Water pressure and buoyancy can also depend on other things as well, such as density, density particles, forces, etc.
With too much pressure, the floating object will become less buoyant and start to become unstable, therefore beginning to sink. Different levels of water pressure affect buoyancy because water pressure weakens and hurts living things, (such as humans), so they are no longer able to stay afloat, and sinks nonliving, un-buoyant, and even buoyant objects if it is to great or high. The reason why this happens is because when too much pressure is applied, the object that helps in being a ballast can no longer hold the object because the pressure can either, shrink, crush, or weaken it; and as you know, causing it to sink.
Some things that can cause low water pressure are: Pressure regulators, Elevation, Home valves, Water leaks, Peak periods, Mineral deposition.

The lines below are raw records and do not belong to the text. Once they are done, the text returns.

Issue #803, opened 2026-09-01
Registry: explicit first-party vs openai-compatible endpoint distinction for vendor-hosted capabilities


obra:
From Jesse's #738 ruling (2026-09-01): web_search (and other vendor-hosted platform capabilities) should only be enabled on a vendor's own first-party endpoint. #738 implements this as a base_url-divergence gate. Jesse suggested a cleaner config model: 'presumably we should have an openai compatible endpoint option and an openai endpoint option, and only the first-party endpoint enables web_search.' That is a larger registry-model change — an explicit first-party-vs-compatible base distinction (e.g. an openai-compatible base separate from openai) that gates vendor-hosted caps by identity rather than by base_url string comparison. Scoped separately from #738's targeted web_search fix; worth designing if more vendor-hosted caps appear.

obra:
**Independent triage verification** (at `27503c07dacc`, 2026-09-13).

**Verdict:** `not-a-bug` — #738's targeted fix is present and working in the pinned revision: `gateWebSearch` (`llm/registry/resolve.go:377-393`) strips web_search unless the resolved endpoint equals the provider's first-party endpoint, judged by `firstPartyEndpoint` (`llm/registry/instances.go:155-177`, comparing base URL plus endpoint/stream/count-tokens). The issue reports no defect in that behaviour; it proposes replacing a string-comparison gate with an explicit first-party-vs-compatible registry distinction.

**Recommendation:** `close` — this is a speculative registry-model redesign ("worth designing if more vendor-hosted caps appear"), not a current problem. Adding a new base kind to the registry is exactly the overbuilding the current gate avoids; revisit only if a second vendor-hosted capability actually needs the distinction.

PR #808, opened 2026-09-01
registry: enable web_search only on a vendor's first-party endpoint

### LINKED ISSUE #738: A custom base_url instance inherits openai.com's web_search and dies on turn 1
A `base = "openai"` instance pointed at a custom `base_url` inherits openai.com's `web_search = true`, and evener then sends the provider-side web search tool on **every** request. A gateway that doesn't implement it rejects the request, and there is no fallback: the very first turn dies and the session ends.

Found while retargeting the TB 2.1 eval at current main. The eval's instance is Bedrock's OpenAI-compatible endpoint:

```toml
schema = 2
default = "bedrock"

[providers.bedrock]
base = "openai"
base_url = "https://bedrock-runtime.us-west-2.amazonaws.com/openai/v1"
api_key_env = ["OPENAI_API_KEY"]
```

(exactly what `evener migrate` produces from the pre-registry file, unedited)

Every run terminates on turn 1, before any tool call:

```
[model] us.openai.gpt-5.6-luna (bedrock)
[error] bedrock error (status=0): responses.create(stream): web search is not supported for this request
evener: provider error: bedrock error (status=0): responses.create(stream): web search is not supported for this request
```

`models inspect bedrock/us.openai.gpt-5.6-luna` confirms where it comes from — the model isn't in the catalog, so the record is synthesized from the provider, and the provider is openai.com:

```
warnings: ['model not in catalog']
synthesized: True
caps.web_search: true
```

Adding `web_search = false` to the instance fixes it, and that is a legitimate escape hatch. The problem is the default and the failure mode.

**Why this is the wrong default.** The registry already treats a custom `base_url` as a signal that the instance is not the vendor: §10 stops it inheriting the vendor API key, and `evener migrate` prints a note saying so. Capability inheritance doesn't follow the same rule, so an instance that is explicitly *not* openai.com is still credited with an openai.com platform feature. `llm/registry/testdata/golden/openai-gpt-5.5-proxy.json` pins `web_search: true` for exactly this shape, so it looks deliberate — but a proxy that forwards to openai.com and a gateway that merely speaks the protocol are indistinguishable in config, and only the first can honor it.

**Why the failure mode is worse than the default.** The tool goes out on every request whether or not the model would ever call it, so this isn't a degraded search — it's total loss of the provider. The error arrives as an opaque provider string with no hint that one capability bit caused it or that `web_search = false` resolves it. Nothing in `evener providers list` or a startup diagnostic flags the combination beforehand.

Suggestions, roughly in order of preference:

1. Don't inherit `WebSearch` (and any other platform-side capability that is not a wire-protocol fact) when an instance sets its own `base_url`, matching the existing rule for the vendor key. An explicit `web_search = true` still opts a real proxy in.
2. Failing that, make the first rejection recoverable: drop the tool and retry once, and say so, rather than ending the session.
3. At minimum, map this provider message to an error that names the capability and the one-line config fix.

Worth noting for triage: this is invisible to the test suite because the golden files assert the resolved record, not what a non-openai.com endpoint does with the request built from it.

obra:
Fixes #738. An instance with its own base_url (e.g. base = "openai" pointed at a proxy) inherited the vendor's provider-level web_search = true and died on turn 1 when the endpoint rejected the hosted tool. Per Jesse's ruling, web_search is a FIRST-PARTY-ENDPOINT capability: firstPartyEndpoint(rec) keeps it only when the instance uses the vendor's own canonical endpoint — a literal base_url= override strips it, and so does a *_BASE_URL env override (deliberately stricter than spec §10's credential endpoint-stop, which lets env overrides inherit: a wasted key is harmless, an unimplemented hosted tool kills the request). A vars-only Vertex/Bedrock instance (template intact, deployment vars supplied) IS first-party and keeps it. Explicit web_search = true/false on the instance always wins, and a resolve-time warning explains the strip.

Pipeline provenance: both adversarial lenses REFUTED round 1 with a Critical — the divergence heuristic exempted the whole google-vertex family (unresolved template vars read as 'no baseline → not diverged'), leaving the issue's exact bug open for Vertex; Jesse's first-party ruling reframed the gate, fixing that and a latent Bedrock hole. Scoped re-review ALL ADDRESSED (vertexgw red-checked both directions; vars-only Vertex goldens byte-identical; env-override strips while plain openai keeps). A parity test pins the warning on both resolve paths per the file's convention. Simplify: comment corrections only. Other-caps enumeration (twice-verified): web_search is the only provider-level vendor-hosted cap; everything else is wire-protocol shape or model facts.

Notes: spec §10 is deliberately NOT amended — the stricter web_search rule awaits Jesse's own inline-annotation convention. A hypothetical future preset-defined base_url would misread as user-typed (unreachable today — no curated preset defines one). The larger first-party-vs-openai-compatible config-model idea is tracked as #803.

### DIFF
--- a/agent/session_model_test.go
+++ b/agent/session_model_test.go
@@ -918,6 +918,62 @@ func TestSession_WebSearch_FlagSetOnRequest(t *testing.T) {
 	}
 }
 
+// TestSession_WebSearch_FlagNotSetWhenBaseURLDiverges covers issue #738: an
+// instance with its own base_url no longer inherits the vendor's
+// provider-level web_search (llm/registry's endpoint gate), so the request
+// this session builds must not carry the flag - a gateway that does not
+// implement the hosted tool rejects it and, before this fix, ended the
+// session on turn one. "gw" is the fixture's base=openai instance pointed at
+// a different base_url (profile_testhelpers_test.go); it never sets
+// web_search itself.
+func TestSession_WebSearch_FlagNotSetWhenBaseURLDiverges(t *testing.T) {
+	t.Parallel()
+	dir := t.TempDir()
+	c := llm.NewClient()
+	f := &fakeAdapter{
+		name: "gw",
+		steps: []func(req llm.Request) llm.Response{
+			func(req llm.Request) llm.Response {
+				return wrapCommunicateResponse(llm.Response{
+					Message: llm.Message{
+						Role:    llm.RoleAssistant,
+						Content: []llm.ContentPart{{Kind: llm.ContentText, Text: "done"}},
+					},
+					Finish: llm.FinishReason{Reason: "stop"},
+					Usage:  llm.Usage{InputTokens: 10, OutputTokens: 5, TotalTokens: 15},
+				})
+			},
+		},
+	}
+	c.Register(f)
+
+	profile := resolveTestProfile("gw", nil, "gpt-5.2")
+	if profile.SupportsWebSearch() {
+		t.Fatal("pre-condition: gw must not resolve web_search (its base_url diverges from openai's default)")
+	}
+
+	sess, err := NewSession(c, withTestSessionNamer(c, profile), execenv.NewLocalExecutionEnvironment(dir), SessionConfig{})
+	if err != nil {
+		t.Fatalf("NewSession: %v", err)
+	}
+	defer sess.Close()
+
+	ctx, cancel := context.WithTimeout(context.Background(), 30*time.Second) // TRIPWIRE: scripted in-process adapter, no real I/O; only fires on a genuine hang.
+	defer cancel()
+	_, err = sess.ProcessInput(ctx, "hello", nil)
+	if err != nil {
+		t.Fatalf("ProcessInput: %v", err)
+	}
+
+	reqs := f.Requests()
+	if len(reqs) == 0 {
+		t.Fatalf("no requests captured")
+	}
+	if reqs[0].WebSearch {
+		t.Fatalf("WebSearch flag set on request for a base_url-diverged instance")
+	}
+}
+
 func TestSession_PauseTurn_ContinuesLoop(t *testing.T) {
 	t.Parallel()
 	dir := t.TempDir()
--- a/agent/session_model_test.go
+++ b/agent/session_model_test.go
@@ -918,7 +918,7 @@ func TestSession_WebSearch_FlagSetOnRequest(t *testing.T) {
 	}
 }
 
-// TestSession_WebSearch_FlagNotSetWhenBaseURLDiverges covers issue #738: an
+// TestSession_WebSearch_FlagNotSetWhenBaseURLDiverges pins that an
 // instance with its own base_url no longer inherits the vendor's
 // provider-level web_search (llm/registry's endpoint gate), so the request
 // this session builds must not carry the flag - a gateway that does not
--- a/agent/session_model_test.go
+++ b/agent/session_model_test.go
@@ -922,10 +922,25 @@ func TestSession_WebSearch_FlagSetOnRequest(t *testing.T) {
 // instance with its own base_url no longer inherits the vendor's
 // provider-level web_search (llm/registry's endpoint gate), so the request
 // this session builds must not carry the flag - a gateway that does not
-// implement the hosted tool rejects it and, before this fix, ended the
-// session on turn one. "gw" is the fixture's base=openai instance pointed at
-// a different base_url (profile_testhelpers_test.go); it never sets
-// web_search itself.
+// implement the hosted tool rejects it, ending the session on turn one.
+// "gw" is the fixture's base=openai instance pointed at a different
+// base_url (profile_testhelpers_test.go); it never sets web_search itself.
+//
+// This test only proves the session's own derivation (providerWebSearchEnabled
+// -> profile.SupportsWebSearch -> registry.BoolValue) reads a gated profile
+// correctly - BoolValue collapses nil and false alike, so it would pass
+// unchanged whether the registry stripped WebSearch to nil or to false. It
+// cannot, on its own, see a fail-open gap at the wire-building layer, where
+// a caller that sets Request.WebSearch directly (bypassing
+// providerWebSearchEnabled entirely - cmd/llmcall's --web-search flag, for
+// one) would hit a protocol adapter's own gate (caps.WebSearch == nil ||
+// *caps.WebSearch), which treats nil as permissive. The wire-layer leak is
+// pinned separately and directly in llm/providers/responses
+// (TestBuildBody_WebSearchNilCapsIsFailOpen); this test closes the gap at
+// its own layer instead by also asserting the resolved Caps.WebSearch
+// pointer itself is explicit false, not nil, so a registry regression back
+// to nil'ing the cap fails here even though req.WebSearch would still read
+// false.
 func TestSession_WebSearch_FlagNotSetWhenBaseURLDiverges(t *testing.T) {
 	t.Parallel()
 	dir := t.TempDir()
@@ -950,6 +965,9 @@ func TestSession_WebSearch_FlagNotSetWhenBaseURLDiverges(t *testing.T) {
 	profile := resolveTestProfile("gw", nil, "gpt-5.2")
 	if profile.SupportsWebSearch() {
 		t.Fatal("pre-condition: gw must not resolve web_search (its base_url diverges from openai's default)")
+	}
+	if ws := profile.Resolved().Caps.WebSearch; ws == nil || *ws {
+		t.Fatalf("pre-condition: gw's resolved Caps.WebSearch must be an explicit false, not nil (nil is fail-open at the adapter layer): %v", ws)
 	}
 
 	sess, err := NewSession(c, withTestSessionNamer(c, profile), execenv.NewLocalExecutionEnvironment(dir), SessionConfig{})
--- a/llm/client_registry_test.go
+++ b/llm/client_registry_test.go
@@ -413,3 +413,39 @@ func TestClientCanServe(t *testing.T) {
 		t.Fatal("unknown instances and Codex ids off the allowlist are not (spec §7.3)")
 	}
 }
+
+// TestClientWebSearchGatedInstanceSendsNoHostedTool traces the registry's
+// web_search endpoint gate end to end, through the one seam it cannot test
+// alone: the protocol builders treat Caps.WebSearch == nil as permissive
+// (each protocol's *_WebSearchNilCapsIsFailOpen test), so the registry must
+// resolve a non-first-party endpoint to an explicit false even when no
+// layer ever granted web_search (azure grants it nowhere). With that false
+// in the resolved record, a caller setting req.WebSearch = true directly -
+// never consulting registry.Caps - still produces a wire request with no
+// hosted tool, closing issue #738's crash path.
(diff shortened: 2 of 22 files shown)


obra:
All roborev findings addressed (a48ab7db5 + 882863deb), verified by an independent scoped re-review with red-checks per finding:

**High (fail-open nil — the crux):** the gate now sets explicit false and repoints Provenance to "gate/first-party". The consumer trace explains why earlier tests missed it: SupportsWebSearch() collapses nil/false, but all three protocol adapters independently treat nil as allow — proven executably (new TestBuildBody_WebSearchNilCapsIsFailOpen, plus the re-review ran throwaway equivalents for anthropic and google confirming explicit-false is fail-closed in each with Request.WebSearch=true).

**High (row-level base_url bypass):** the gate moved after buildTransport and judges the fully resolved transport.BaseURL — model-row overrides now gated (rowdiverge/vertexrow cases, red-checked by reverting to instance-only judging).

**Medium (host-var bypass):** vertexHostOverridden treats a GOOGLE_VERTEX_HOST that doesn't reproduce the canonical vertexHost(location) derivation as an override, with a verbatim-copy carve-out (vertexhostgw/vertexhostsame, red-checked). Per-var reasoning documented; Ollama needs no equivalent (no derived baseline, no web_search-carrying provider).

**Re-review Minor:** the gate no longer restates an already-false capability — provenance and warning apply only when the gate actually changes the value (red-checked via a diverged bedrock instance inheriting false from a curated row glob).

Goldens: same two fixtures only, now explicit false + gate provenance.

obra:
Round addressed (4bcb8bd89), closing the field class rather than the one flagged field.

**Medium (endpoint redirects):** the gate now judges every Transport field that changes where a tool-carrying body lands — BaseURL, Endpoint, StreamEndpoint, and CountTokensEndpoint (verified: all three adapters' CountTokens reuse the completion-body builder verbatim and none strip tools, so count-tokens requests carry web_search too). Ruled out with evidence: ModelsEndpoint (bodyless GET), Preset (expanded at load), HostRule/Vars (already reflected in resolved BaseURL; Vertex host-var separately gated), Auth fields (how, not where), Body (payload, not routing). Red-checked: endpointgw/streamendpointgw/counttokensendpointgw all wrongly kept web_search pre-fix; endpointsame pins the verbatim carve-out. Implementing this surfaced a real regression the naive comparison would have shipped — google-vertex/claude-opus-5's row legitimately carries the vertex-anthropic preset's own endpoints (models.dev conversion), misread as a redirect — fixed by extending the existing curated-trust boundary: a curated record whose base_url checks out is trusted for its own endpoint data.

**Low (trailing slash):** mirrored the builder's exact normalization (protocolhttp URL()'s TrimRight on BaseURL only — deliberately not a broader canonicalization) on both sides of the comparison; the OPENAI_BASE_URL with trailing slash now keeps web_search, red-checked. All pre-existing gate cases green throughout; no golden changes.

obra:
Round addressed (7b314bcd4), and the branch is now rebased onto current main.

**Medium (inherited Vertex row transport):** confirmed red the OPPOSITE way on live code — a legitimate vars-only `base = "google-vertex"` instance resolving a Claude row was being wrongly STRIPPED (the comparison judged against a row-less transport that falls to the generic /messages endpoint instead of the row's curated vertex-anthropic rawPredict preset). The gate now compares against the curated provider's own matching model row, so legit inherited-row resolutions keep web_search and genuine redirects still strip. Red-checked both directions.

**Medium (config/ provenance too broad):** enumerated every provenance form — {snapshot,cache,overlay,config}/{provider,row,glob:pattern} plus alias/live (structurally unreachable for WebSearch per spec §4.2). Only `config/provider` and `config/row` — a deliberate, individually-named opt-in — bypass the gate now; every glob form is stripped with the warning. Red-checked: a provider-scoped glob web_search=true on a diverged instance bypassed pre-fix, stripped after; both explicit forms still bypass.

**Lows:** temporal/personal comment phrasing removed and firstPartyEndpoint's doc trimmed to invariants (case narrative lives in the test's desc strings); the Vertex-specific host-var scope is now documented plainly as a per-provider necessity.

19-case gate table green throughout; no golden changes.

obra:
Round addressed (9feae265f):

**High (host-rule swap):** confirmed the swap disabled the check entirely — vertexHostOverridden's first guard compared the record's own (swapped) rule against the Vertex constant, returning false before ever inspecting the malicious host. Fixed both ways per the review: a host_rule differing from the curated base's own rule is divergence by itself, AND the resolved host is validated directly against vertexHost(LOCATION) rather than trusted through the record's rule. Red-checked (vertexhostrule wrongly kept web_search pre-fix).

**Medium (same-provider alias):** red the opposite way — a legit google-vertex alias of claude-opus-5 was falsely stripped (the gate looked up the user-chosen alias name in the curated model map, found nothing, fell back to a row-less wrong baseline). canonicalRowID now switches to the alias target's id exactly when the row imports the target's transport (the same condition gating the import); a diverged alias instance still strips via the base_url check. Red-checked both directions; TestResolve_AliasSeeding green.

**Lows:** inline comment added for the model-less ResolveInstance no-op; the defaults computation stays (it's a return value of the same resolveBaseURLWith call — deferring it would mean calling twice), documented at the call site. The review's test type-assertion nit is acknowledged and deferred as test-cosmetic.

22-case gate table green, no goldens changed, branch current with main.

obra:
Round addressed (2a620dfa5):

**Medium (merged-row false positive):** rowOwnBaseURL now checks only the user's LayerConfig layer's own row entry — the same exact-row origin check the codebase already uses beside it (aliasFromConfig) — never the merged row, so inherited curated Vertex MaaS row URLs fall through to the canonical row-transport comparison. Red-checked with a dedicated overlay test reproducing the MaaS row shape (web_search = false, want true, pre-fix).

**Medium (prefix-check false negative):** vertexHostOverridden now url.Parses the raw host variable and requires scheme://authority to equal vertexHost(location) exactly, with user/path/query/fragment all empty — the /proxy suffix, port, and userinfo variants are each covered (path variant confirmed genuinely red pre-fix).

**Class sweep:** both files re-swept post-fix for the two recurring axes (merged-vs-origin, string-vs-parsed) — no third instance; remaining string ops are the symmetric slash normalization, the already-origin-tracked credential path, or unrelated machinery.

Full registry+llm suites green, goldens unchanged.

obra:
Round addressed (e27b01874) — by redesign rather than a seventh round of channel-chasing. Six rounds established that enumerating config override channels (instance/env/row/glob base_urls, record- and row-level host_rules, host vars, alias indirection, parse edges) cannot converge: config composition makes the channels combinatorial.

The gate now proves first-party **by construction**: it replays the provider's CURATED layers only (snapshot/cache/overlay — no user config, no environment) through the same glob/row/transport machinery the real resolution uses, yielding what the vendor's own data says the endpoint is, then requires componentwise equality (parsed scheme/authority/path/query/fragment on base_url + exact Endpoint/StreamEndpoint/CountTokensEndpoint) against the ACTUAL resolved transport. Template vars are classified by position: path vars (project, location, model) pass through verbatim on both sides; authority-position vars take only a curated default or a host-rule derivation (vertexHost(location)) — with neither, the canonical side cannot be proven and the gate FAILS CLOSED.

All five round-6 findings reproduce red pre-redesign and pass now (host-without-location, row host_rule swap, glob base_url on vars-only providers, alias-target override, bare ?/# edges) — and every one of the 25 prior behavior pins passes unchanged; no golden drift. Deleted as superseded: vertexHostOverridden, rowOwnBaseURL, the ownOverride threading (spec §10's credential stop still uses rec.ownBaseURL). Kept: explicit config/provider+config/row opt-in, the warning, provenance handling.

⚠️ One deliberate posture note for curation: a provider whose template embeds a non-derivable authority var (Azure's resource name, Bedrock's region-in-host) fails closed if it ever gains curated web_search — the explicit opt-in is the escape hatch.

obra:
Round addressed (116bbd5c2 + 1f7b36724):

**Medium (nil fail-open):** gateWebSearch now normalizes nil → explicit false on a non-first-party endpoint (silently — the warning and provenance repoint stay reserved for overturning an explicit/inherited true; first-party nil stays nil; the already-false early return stands). Red-checked at two layers: the registry resolution, and end-to-end against a recorded wire body — a gated instance with req.WebSearch=true set directly now emits no hosted tool.

**Medium (adapter coverage):** anthropic gained the deterministic nil-caps fail-open wire pin mirroring the responses test, and google's (previously only incidental) gate got the same named twin — the r4 re-review's throwaway executions are now durable tests.

**Low:** the opt-in test asserts the capability value itself (non-nil true), not just the absent warning.

**Goldens:** the two gated fixtures unchanged; nine others each gained exactly one silent "web_search": false — the fixtures the canonical gate already classified non-first-party whose providers grant web_search nowhere (azure/bedrock: underivable authority vars; local-*: custom URLs; ollama redirects) — verified line-by-line, no warnings or provenance entries added. This is the fail-closed posture noted earlier, now visible in fixture form.

obra:
Round addressed (7b4ffcc35):

**Medium (raw delimiters):** took the reject shape — sameEndpointURL refuses any base URL whose RAW string contains ? or # anywhere, before any comparison (the parsed component checks that reject made unreachable were removed). Justified by a full catalog audit: all 207 providers' templates, every overlay base_url, and every curated var default are delimiter-free — and that claim is now durably pinned by TestCuratedBaseURLsCarryNoQueryOrFragment, so a future curated entry needing a delimiter fails loudly before it can collide with the reject. Red-first: the bare trailing # was genuinely red (url.URL has no ForceFragment — exactly the hole); bare ? was verified already-covered by ForceQuery via a passing pin rather than assumption; all five delimiter shapes pinned.

**Medium (no curated record):** proven a live hole, not subsumed — a from-scratch [providers.custom] resolved web_search=nil on both paths and a glob-granted true rode through, because firstPartyEndpoint returned true at the no-curated-record branch before r7's normalization could act (the local-* fixtures were r7's path via the curated openai-compatible base, which is why this branch needed its own proof). Now: no curated identity = not first-party — nil normalizes to silent explicit false, a config-glob true strips with the warning and provenance repoint (consistent with the glob-never-bypasses rule), and the explicit opt-in survives silently. The warning also no longer prints an empty provider name on this path.

Zero golden changes; full llm suite green.

obra:
Round addressed (4b297ec29):

**Medium (host-rule-derived location poisons both sides):** closed at both layers. canonicalVarLookup's authority set is now the union of template-position vars AND every var the transport's host rule consumes to derive the authority (vertex-location → HOST + LOCATION; ollama-host → OLLAMA_HOST) — an authority-affecting value is admitted from the actual resolution only when provably harmless, which for a Vertex location means a single RFC-1123 hostname label (letters/digits/interior hyphens, ≤63 bytes; no dots, slashes, colons). The vertex-location rule itself also refuses to derive a host from a non-label (with an 'invalid GOOGLE_VERTEX_LOCATION' warning), so the poisoned URL is never built on the actual side either. Red-first reproduced the reviewer's exact trace: evil.com/, evil.com, and us-central1:8443 all kept web_search with no warnings pre-fix (both sides derived the same poisoned host); all three now strip with both warnings, us-central1 untouched.

**Other-host-rules audit:** ollama-host has no equivalent vector — OLLAMA_HOST resolves canonically from the curated localhost default (never the user's value), OLLAMA_BASE_URL is severed by the canonical resolution's empty environment, and the actual side already validates its URL thoroughly. No other rule derives authority from a var.

Zero golden changes (every fixture location is label-shaped); full llm suite green.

All of those things are the cause of low water pressure is because low pressure can reduce water flow, so when those changes happen, the water pressure is reduced, causing low pressure. Like I stated earlier, low pressure is not the best thing in the world because it can reduce water pressure.
Water pressure is a little bit different. High pressure can be caused by the recent maintenance work done to the house, (or any place), or the particular area your are in.
It is important to know these facts about high pressure, low pressure, etc, because any of it can cause damage to the area it is in, or help it improve in that level. This has a use in real life situations because you can learn what's good and bad in the water pressure in pipes and other resources.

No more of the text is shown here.